● **Supplied data**
PR #938, opened 2022-01-25
Device state cleanup

Page-:


Page-:
@balena-ci I self-certify!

● **Task to complete**
Every one of the entries must be printed exactly.

● **Solution below**
PR #938, opened 2022-01-25
Device state cleanup

Page-:


Page-:
@balena-ci I self-certify!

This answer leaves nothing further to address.